Lavender Phoenix
- Formation: 2004
- Type: Nonprofit
- Location: San Francisco, California, U.S.;
- Region served: Bay Area
- Executive Director: Yuan Wang
- Website: lavenderphoenix.org
- Formerly called: API Equality – Northern California

= Lavender Phoenix =

American non-profit organization

Lavender Phoenix, formerly known as API Equality – Northern California is an American social justice advocacy non-profit headquartered in San Francisco, California. Its mission is to build the power and self-determination and increase the visibility of the lesbian, gay, bisexual, transgender, and queer Asian Pacific Islander (LGBTQ API) community.

The organization was founded in 2004 in response to a large rally against same-sex marriage organized by the Chinese Christian community in the San Francisco Bay Area. It organized the first ever contingent in support of same-sex marriage to appear in San Francisco's Chinese New Year Parade and was a founding member of the campaign against California's anti-same-sex marriage ballot initiative, Proposition 8.

Its current programming includes its LGBTQ API leadership development program and the Dragon Fruit Project.

== History ==
On April 25, 2004, a largely Asian American and Christian crowd of more than 7,000, organized by Chinese Christian leaders, rallied in San Francisco to protest the legalization of same-sex marriage.

Lavender Phoenix was founded in 2004 in response to this rally to provide a voice from the API community in support of same-sex marriage. At its inception, it was called Asian Pacific American Coalition for Equality (APACE), although soon changing its name to API Equality, then APIENC. Lavender Phoenix has since evolved into a multi-issue organization working for equality and justice in Northern California and in the state's API and LGBTQ communities.

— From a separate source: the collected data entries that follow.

PR #1705, opened 2017-05-16
Chunk initial topography

anne-glerum:
@gassmoeller 
Hi Rene,
do you think you could give this geometry model a try? I've added a test that you could run. Also, right now, that test fails on my laptop because I put in an AssertThrow for older deal.II versions that try to add non-zero initial topography. What would be the best way to go around this?
I'd like a more compact way to put in the derivative gradient, but that's for tomorrow :)
Thank you!

PR #1952, opened 2017-10-10
Fix depth functions for initial topography

MFraters:
This pull request intents to 'fix' the depth functions of the geometry models. Currently the depth functions functions differently, where only the ellipsoidal chunk geometry model has the initial topography model implemented and accounts for this initial topography in the depth function. 

This pull request adds the adjustment of the depth (and max depth) for the box model. Before I work on others, I would first like to know if this is oke, or that there are reasons for not doing this? 

The test box_initial_topography_ascii_data will now fail because it uses very large initial topography together with surface pressure normalisation. The surface pressure normalisation uses the depth function together with face information to look if it is near the surface (helper_functions.cc:776). I think the test fails because the cells become too deformed.


bangerth:
I thought about this on some occasion before. Do you know where we currently use the depth function?

MFraters:
We use the depth function it in the following places (in source), and I am planning to use it extensively in the initial conditions generator:

```
simulator/lateral_averaging.cc
simulator/helper_functions.cc (in normalize_pressure)

adiabatic_conditions (all the plugins)
boundary_composition/function.cc
boundary_temperature/function.cc
boundary_traction/function.cc
boundary_traction/initial_lithostatic_pressure.cc
boundary_velocity/function.cc
boundary_velocity/gplates.cc
gravity_model/ascii_data.cc
gravity_model/radial.cc
heating_model/radioactive_decay.cc
initial_composition/function.cc
initial_temperature/adiabatic.cc
initial_temperature/function.cc
initial_temperature/harmonic_perturbation.cc
initial_temperature/S40RTS_perturbation.cc
initial_temperature/S40RTS_perturbation.cc
initial_temperature/SAVANI_perturbation.cc
initial_temperature/solidus.cc
initial_temperature/spherical_shell.cc
material_model/ascii_reference_profile.cc
material_model/composition_reaction.cc
material_model/depth_dependent.cc
material_model/latent_heat.cc
material_model/morency_doin.cc
material_model/steinberger.cc
mesh_refinement/maximum_refinement_function.cc
mesh_refinement/minimum_refinement_function.cc
mesh_refinement/topography.cc
material_model/nondimensional.cc
postprocess/boundary_densities.cc
postprocess/boundary_pressures.cc
postprocess/dynamic_topography.cc
postprocess/depth_average.cc -- only uses maximal_depth
postprocess/geoid.cc
postprocess/visualization/depth.cc
postprocess/visualization/geoid.cc
postprocess/visualization/seismic_anomalies.cc
```

source/simulator/core.cc
```diff
@@ -2569,6 +2569,10 @@ namespace aspect
       }
     else
       {
+        time                      = parameters.start_time;
+        timestep_number           = 0;
+        time_step = old_time_step = 0;
+
```
gassmoeller: Is this move important or just by accident?

include/aspect/utilities.h
```diff
@@ -533,6 +533,11 @@ namespace aspect
         std::string
         get_column_name_from_index(const unsigned int column_index) const;
 
+        /**
+         * Return the maximum value of the coordinate values.
+         */
+        double get_maximum_coordinate_value() const;
```
gassmoeller: I do not like the name of this function. In particular, I do not quite remember how this class works, and the name of the function does not help me understand it either. 
For example in the ascii data topography case: Does the table of `AsciiDataLookup` have `dim` columns or `dim-1` coordinates and one data component, with the first `dim-1` being the coordinates and the last column being the topography? Then what about using the following declaration instead: `get_maximum_data_value(unsigned int component_index) const`? This way we would not already assume what is in the columns (because for boundary composition or boundary temperature plugins that can be different). Additionally it helps to understand what this function is actually returning, and can also be used when there is more than one data column.

gassmoeller: Or does this function actually return the maximum `coordinates`? But then I do not understand. The coordinates in a 2D model would be just the 1D x-coordinates, but you are interested in the maximum y-coordinate / topography, which is in the data column, not the coordinate column.

source/geometry_model/box.cc
```diff
@@ -207,8 +207,15 @@ namespace aspect
     double
     Box<dim>::depth(const Point<dim> &position) const
     {
-      // this depth does not take topography into consideration
-      const double d = maximal_depth()-(position(dim-1)-box_origin[dim-1]);
+      // Get the surface x (,y) point
+      Point<dim-1> surface_point;
+      for (unsigned int d=0; d<dim-1; d++)
```
gassmoeller: to be consistent with the rest of our code make it `++d`

source/simulator/core.cc
MFraters: This is important, because time needs to be initialized before the refinement happens.

bangerth:
I think my question with where this is used was more of the kind "in the contexts where this function is used, what would one expect the function to do?

I don't actually know the answer. I *think* that it makes sense to make this change, but one could probably also argue that the depth is a property of some kind of "reference domain". It is true, though, that the reference domain is probably best seen as whatever the geometry gives us -- i.e., base domain plus initial topography. 

What do others think?

source/simulator/core.cc
gassmoeller: But none of the initial topography models should be time dependent. If they are: Is this currently a bug, or has something changed in this PR that makes this necessary?

MFraters: If I remember correctly, it has to do with the AsciiDataBoundary. The refinement function calls this because it needs to know the position and it ends up in utilities:1859
```
    template <int dim>
    double
    AsciiDataBoundary<dim>::
    get_data_component (const types::boundary_id             boundary_indicator,
                        const Point<dim>                    &position,
                        const unsigned int                   component) const
    {
      if (this->get_time() - first_data_file_model_time >= 0.0)
```
If the time is not set, the default value of numbers::signaling_nan<double>() will be triggered. This is because the ascii data was originally made for time dependent boundary conditions (or that is what I can make from reading the code) and therefore needs the current time to decide what the current boundary conditions are. Now that that code is also used for initial topography, it is getting called earlier then it was designed for.

include/aspect/utilities.h
MFraters: Yes, you are right that it is probably better to do this more general way. I also noticed I put something in the wrong place, that should now be fixed. I hope it is a bit more clear now.

source/simulator/core.cc
gassmoeller: I see. Then this makes sense. Thanks for the explanation.

include/aspect/utilities.h
```diff
@@ -533,6 +533,11 @@ namespace aspect
         std::string
         get_column_name_from_index(const unsigned int column_index) const;
 
+        /**
+         * Return the maximum value of the coordinate values.
```
gassmoeller: The documentation needs an update.

include/aspect/utilities.h
```diff
@@ -559,6 +564,11 @@ namespace aspect
         std_cxx11::array<std::vector<double>,dim> coordinate_values;
 
         /**
+         * The maximum value of the coordinate values
```
gassmoeller: here as well

include/aspect/utilities.h
```diff
@@ -672,6 +682,13 @@ namespace aspect
                             const unsigned int                   component) const;
 
         /**
+         * Returns the data component at the given position.
```
gassmoeller: same here

MFraters:
Ok, then I will also update the test solutions and add the chunk geometry model. Note that I had to scale down the maximum topography quite a bit in the ascii initial topography to not get into trouble with the surface pressure normalisation.

MFraters:
Since the initial topography hasn't been added to chunk yet as far as I can see, I do not have to fix the depth there. That can be done directly when it is added there in an other pull request.

anne-glerum:
@MFraters ah yes, #1705 adds the chunk initial topo for dealII 9, I'll try to get back to that soon.

MFraters:
I think all the comments have been addressed, and I havn't seen any opposition against this change, so I think it is ready for a final review :)

gassmoeller:
Please add an entry to the changelog, and then merge yourself.

The entry could be: `Changed: The 'depth' function of geometry models now uses any existing initial topography instead of the undeformed geometry as reference level to compute the depth.'

source/geometry_model/box.cc
```diff
@@ -207,8 +207,15 @@ namespace aspect
...
-      const double d = maximal_depth()-(position(dim-1)-box_origin[dim-1]);
+      // Get the surface x (,y) point
+      Point<dim-1> surface_point;
+      for (unsigned int d=0; d<dim-1; ++d)
+        surface_point[d] = position[d];
+
+      // Get the surface topography at this point
+      const double topo = topo_model->value(surface_point);
+
+      const double d = maximal_depth()-(position(dim-1)-box_origin[dim-1])+topo;
```
anne-glerum: Are you sure this is correct?` maximal_depth` includes the maximum topography to which you add the local topography as well. Shouldn't it be: 
`d = extents[dim-1] + topo - (position(dim-1)-box_origin[dim-1]);`

MFraters: Good catch! You are correct :) Although I checked the results visually, I didn't notice that the scale didn't start at depth zero :(

MFraters:
@anne-glerum Could you let me know if you are fine now with it being merged (or merge it directly)?

source/geometry_model/initial_topography_model/prm_polygon.cc
```diff
@@ -100,6 +110,7 @@ namespace aspect
              * we need to fill the point lists and topography values. They
              * are stored in the Topography subsection in the Topography parameter.
              */
+            maximum_topography = 0;
```
anne-glerum: In the hypothetical case that all prescribed topography is negative, taking the maximum with zero won't see the topography. Not sure how that affects anything down the line, but I guess it would be cleanest to use -std::numeric_limits<double>::max() for example.

source/utilities.cc
```diff
@@ -1338,7 +1348,10 @@ namespace aspect
           const unsigned int column_num = field_index%(components+dim);
 
           if (column_num >= dim)
-            temp_data *= scale_factor;
+            {
+              temp_data *= scale_factor;
+              maximum_component_value[column_num-dim] = std::max(maximum_component_value[column_num-dim], temp_data);
```
anne-glerum: Same here, a max between 0 and the data.

source/geometry_model/initial_topography_model/prm_polygon.cc
anne-glerum: In the hypothetical case that all the prescribed topography is negative, this won't be seen by taking the maximum with zero. Not sure how that affects stuff down the line, but I guess it would be neatest to use something like -std::numeric_limits<double>::max().

anne-glerum:
Just one comment, then please merge yourself :)

source/geometry_model/initial_topography_model/prm_polygon.cc
MFraters: good point, I changed it.

source/utilities.cc
MFraters: I added it to the resize function.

Lavender Phoenix is fiscally sponsored by Chinese for Affirmative Action, an API civil rights organization based in Northern California that advances social justice for the Chinese and API communities.

On April 27, 2022, the organization was renamed from API Equality - Northern California to Lavender Phoenix as an homage to Lavender Godzilla and Phoenix Rising, two LGBTQ API newsletters in the Bay Area in the 1980s.

== Special projects ==

=== Up to Us ===
Up to Us was a study of the lived experiences of Bay Area trans and gender non-conforming Asian and Pacific Islanders (TGNC API) to understand the needs of this specific demographic. Furthermore, Lavender Phoenix staff provided peer counseling for TGNC API individuals.

The study concluded that TGNC API individuals in the Bay Area are in need of stable housing, supportive workspaces and health care.

=== Dragon Fruit Museum ===
The Dragon Fruit Museum is a multigenerational oral history documentation of queer API individuals’ experiences, including the Dragon Fruit Podcast.

=== Queer Possibilities ===
Movie directed by one of Lavender Phoenix's leaders, Sammie Wills, and another trans and queer API activist, Vince Crisostomo, that illustrates their experiences as queer and trans API individuals and on queer and trans API activism.

== Accomplishments ==
- 2005: Organized the first contingent in support of same-sex marriage in the San Francisco Chinese New Year parade, which is the largest Asian cultural event in North America and reaches millions of spectators in the San Francisco Bay Area and across the world.
- 2007: With sister organization API Equality – LA, spearheaded the development of an Asian American amicus brief signed by over 63 local, state, and national API organizations in support of the California same-sex marriage cases.
- 2007: Was a founding member of both the Let California Ring and Equality for All/No on Prop 8 Campaigns.
- 2010: Launched ongoing intensive summer internship program to develop the next generation of LGBTQ API social justice and cultural change leaders.
- 2011: Organized the first queer and Asian flash mob in the heart of San Francisco's Chinatown with over 100 participants.
- 2012: Conducted first-of-its-kind qualitative research in Filipino communities on LGBTQ issues and people.
- 2012 to Present: Launched Dragon Fruit Project with Amy Sueyoshi, Associate Dean of the College of Ethnic Studies at San Francisco State University. The Dragon Fruit Project is an intergenerational oral history project that explores LGBTQ API people and their experiences with love and activism in the 1960s-1990s. Interviews and documents from the Dragon Fruit Project have been on exhibit at the GLBT History Museum in San Francisco since 2014.